¹H NMR (400 MHz, DMSO-d₆): δ = 1.00 (d, J = 6.0 Hz, 3H, N³CH₂CHCH₃), 1.05 (d, J = 6.2 Hz, 3H, N¹CH₂CHCH₃), 3.44 (m, 1H, N¹CH₂), 3.66 (m, 1H, N³CH₂), 3.77 (m, 1H, N¹CH₂), 3.84 (m, 1H, N³CH₂), 3.83 (m, 1H, N¹CH₂CH), 3.89 (m, 1H, N³CH₂CH), 4.67 (d, J = 5.2 Hz, 1H, N³CH₂CHOH), 4.93 (d, J = 4.8 Hz, 1H, N¹CH₂CHOH) 5.63 (d, J = 7.8 Hz, 1H, O=CCH), 7.54 (d, J = 7.8 Hz, 1H, NCH).

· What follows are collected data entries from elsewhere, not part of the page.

PR #1202, opened 2016-02-19
updated connecting to SC section

SeanFeldman:
For a long time the examples and guidance was MSMQ specific.
Changed it to be MSMQ agnostic and in examples state that it's for MSMQ.

### DIFF
--- a/servicecontrol/plugins/index.md
+++ b/servicecontrol/plugins/index.md
@@ -42,6 +42,6 @@ If an audit queue is configured, for example `audit@MachineName` with MSMQ trans
 
 WARNING: Endpoint with plugins installed that cannot communicate to ServiceControl will shut down.
 
-The ServiceControl queue (and all other ServiceControl related sub-queues) are created during the installation phase of ServiceControl. 
+The ServiceControl queue (and all other ServiceControl related sub-queues) are created during the installation phase of ServiceControl.   The ServiceControl queue name is based on the Window Service name. The examples above assume that ServiceControl is installed with the default Windows service name of `particular.servicecontrol`.  If the instance of ServiceControl is installed with a different Windows Service name then the endpoint configuration file must be set.
 
 NOTE: If you're using MSMQ and have configured ServiceControl to import audit and error queues those queues must be present on the same machine as ServiceControl is installed on.
--- a/servicecontrol/plugins/index.md
+++ b/servicecontrol/plugins/index.md
@@ -42,6 +42,6 @@ If an audit queue is configured, for example `audit@MachineName` with MSMQ trans
 
 WARNING: Endpoint with plugins installed that cannot communicate to ServiceControl will shut down.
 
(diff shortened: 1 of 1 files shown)


SimonCropp:
@gbiellem or @mikeminutillo can u review and merge

gbiellem:
I think we need to clarify that the ServiceControl queue name is based on the service name as well.  
That not obvious in this doco but that's unrelated to what @SeanFeldman did.  I'll add it to this PR then i think we can merge

servicecontrol/plugins/index.md
```diff
@@ -34,11 +34,11 @@ NOTE: For NServiceBus version-dependent requirements for each plugin, review the
 Once deployed on an active endpoint, the endpoint sends plugin-specific information to ServiceControl. Plugins send messages using the defined endpoint transport to the ServiceControl queue. Location of ServiceControl queue is determined by the following:
 
 1. **Endpoint`s configuration file** 
-Check for an `appSetting` named `ServiceControl/Queue` e.g. `<add key="ServiceControl/Queue" value="particular.servicecontrol@machine"/>`.
+Check for an `appSetting` named `ServiceControl/Queue` e.g. `<add key="ServiceControl/Queue" value="particular.servicecontrol"/>`.
 1. **Convention based on the configured Error Queue machine** 
-If an error queue is configured, for example `error@MachineName`, then the queue `Particular.ServiceControl@MachineName` will be used.
+If an error queue is configured, for example `error@MachineName` with MSMQ transport, then the queue `Particular.ServiceControl@MachineName` will be used.
```
mikeminutillo: This sentence is confusing. Does this mean that if we have a configured error queue that includes a machine name then we will assume the Service Control queue is on the same machine? What if the error queue is just a queue name (i.e. current machine?). What if we are using a transport that does not include machine name (i.e. RabbitMQ)?

servicecontrol/plugins/index.md
```diff
@@ -34,11 +34,11 @@ NOTE: For NServiceBus version-dependent requirements for each plugin, review the
...
 1. **Convention based on the configured Audit Queue machine** 
-If an audit queue is configured, for example `audit@MachineName`, then the queue `Particular.ServiceControl@MachineName` will be used.
+If an audit queue is configured, for example `audit@MachineName` with MSMQ transport, then the queue `Particular.ServiceControl@MachineName` will be used.
```
mikeminutillo: Are these conventions applied in this order? If I have audit and error going to different machines, where do the ServiceControl messages go?

gbiellem: Yes they are applied in that order -  https://github.com/Particular/ServiceControl.Plugin.Nsb4.Heartbeat/blob/master/src/ServiceControl.Plugin.Nsb4.Heartbeat/ServiceControlBackend.cs#L86

servicecontrol/plugins/index.md
gbiellem: @mikeminutillo I've seen this in other docs too.
@SimonCropp What's the convention for queue names generally within docs? Is this right or is there something more generic?

SimonCropp: we r not consistent with that yet. so i would not block this PR for that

¹³C NMR (100 MHz, DMSO-d₆): δ = 20.7, 21.1, 47.1, 55.7, 63.3, 64.0, 99.4, 145.3, 151.5, 162.9.

4. Conclusions

We have studied the N-alkylation power of PC functioning as both an alkylating agent and solvent, under alkaline conditions (solid Na₂CO₃), either without the use (anhydrous PC (99.7%)) or in the presence of a drying agent (CaCl₂, 99% PC) in one-pot reactions. In each case, N-alkylation took place, and we were able to prepare new monoalkylated compounds 12 and 14. In the case of 6-methyluracil (5) and 2-thiouracil (7), dialkylation occurs under our reaction conditions, suggesting that the electron-donating methyl and thiol groups activate the heterocyclic system towards the electrophilic carbon atom of PC. In the case of 2-thiouracil (7), both dialkylation and monoalkylation were observed, delivering new compounds 9 and 19, in addition to the monoalkylated product 8 and the oxazole-condensed ring system 18. It is suggested that the most productive N-alkylation is achieved with the use of anhydrous PC under MW conditions. We were also able to transform compound 7 into two cyclised compounds (18, 19) by dehydration. N-Alkylation was also successful in the case of benzotriazole (6), synthesizing two monoalkylated products. This is despite the lack of the electron-withdrawing carbonyl group. Finally, the observed experimental data were supported by theoretical calculations.